Meeting staff and seeing the new building are mostly being done virtually which doesn’t help her get a feel for what the place will be like, grasp the atmosphere and acclimatise to the smells and noise that will face her every day.

Faces and voices are different onscreen to real life and virtual transition doesn’t allow for her to meet her classmates.

Will staff understand that and make allowances?

Will they be able to read her facial expressions and respond accordingly when she is unable to speak due to being selective mute?

Will they understand how hard she finds it to raise a hand and communicate to strangers, converse with children she’s never met and understand unwritten rules?

Will they give her the tools needed to enable her to communicate using a white board and pen like her primary or communication cards or will they assume because she is verbal at home that speaking in school should be fine?

Will they understand when she freezes in fear because she can’t cope with the demands placed upon her or she cries because she was asked to put something in her bag and it doesn’t fit?

Will they understand how painful being asked to put a tie on is or how hard wearing uncomfortable school shoes is?

She longs to be accepted, included and understood.

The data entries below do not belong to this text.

Issue #35, opened 2015-08-25
Carthage support


Visorox:
So as some of you may know [Carthage](https://github.com/Carthage/Carthage) is becoming a popular tool for handling dependencies. Carthage is currently iOS 8+ exclusive due to it using frameworks.

What are your thoughts on supporting this?

My basic understanding of how this would work is by duplicating the current static library targets.

dfed:
If supporting Carthage does not affect Cocoapods consumers (or consumers who are still targeting iOS 7), I see no harm in supporting it.

Is there any kind of changes we should make to our CI to support Carthage (or prevent breaking Carthage), in addition to the target changes?

dfed:
Once #42 is in I want to add a Carthage gem to the README

dfed:
@Visorox @eliperkins @dcaunt I've uploaded the Carthage binary to Github. Let me know if it works!

eliperkins:
![screen shot 2015-09-16 at 6 36 59 pm](https://cloud.githubusercontent.com/assets/1051453/9920433/02aced64-5ca2-11e5-9b08-2b5c63716479.png)

https://github.com/eliperkins/ValetExample/commit/e2e4b8d3f01a4f4d33913866e9d691a40efe8214

Works for me! Great job, y'all!

dcaunt:
Looks good to me! 

By the way, if you give your Releases a name (e.g. '2.0.2' rather than using the latest commit message, you'll get more useful output from Carthage. This can be helpful when you've specified a flexible version.

dfed:
@dcaunt didn't realize Carthage didn't version based on git tags. Thanks for raising! This should now be fixed.

PR #37, opened 2015-08-25
Framework/Carthage support

EricMuller22:
In-flight/WIP branch to add Carthage support #35 

cc @dfed

### DIFF
--- a/Valet.xcodeproj/project.pbxproj
+++ b/Valet.xcodeproj/project.pbxproj
@@ -7,6 +7,9 @@
 	objects = {
 
 /* Begin PBXBuildFile section */
+		AC2C2D481B8CE184008F4EE8 /* Valet_iOS_Framework.framework in Frameworks */ = {isa = PBXBuildFile; fileRef = AC2C2D311B8CE184008F4EE8 /* Valet_iOS_Framework.framework */; };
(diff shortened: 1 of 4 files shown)


Valet.xcodeproj/project.pbxproj
```diff
@@ -7,6 +7,9 @@
 	objects = {
 
 /* Begin PBXBuildFile section */
+		AC2C2D481B8CE184008F4EE8 /* Valet_iOS_Framework.framework in Frameworks */ = {isa = PBXBuildFile; fileRef = AC2C2D311B8CE184008F4EE8 /* Valet_iOS_Framework.framework */; };
```
dfed: do we want an OS X framework as well? Or does Carthage not do OS X (#newb)?

EricMuller22:
Just started with iOS, set the deployment target to 8.0 - build output here:
screen shot 2015-08-25 at 11 01 21 am

dfed:
Let's make sure we don't break module maps. Cc @mikelikespie, our resident expert on them.

Valet.xcodeproj/project.pbxproj
eliperkins: What do you think about making `Valet.framework` should be the output name of the framework here? This file will be nested inside of `Carthage/Builds/iOS` anyway, so the additional naming of iOS is redundant, and `_Framework.framework` is also redundant.

eliperkins: Also, Carthage does OS X!

EricMuller22:
Closing in favor of #42. Thanks @eliperkins!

It’s what everyone of us wants really but when you are able to communicate, understand social clues and respond as expected, when you can ask for help easily and when you are not overwhelmed by sensory stimuli all around you these things are so much easier.

She knows she’s different to others her age. She knows she needs more help to navigate and understand the world. She knows she’s autistic and anxious.

She knows some people don’t even try to understand her and that hurts.

Will her high school be a place she fits and is welcome or will she once again feel misunderstood and on her own?

All I can do is do my best to prepare her and them and hope for the best.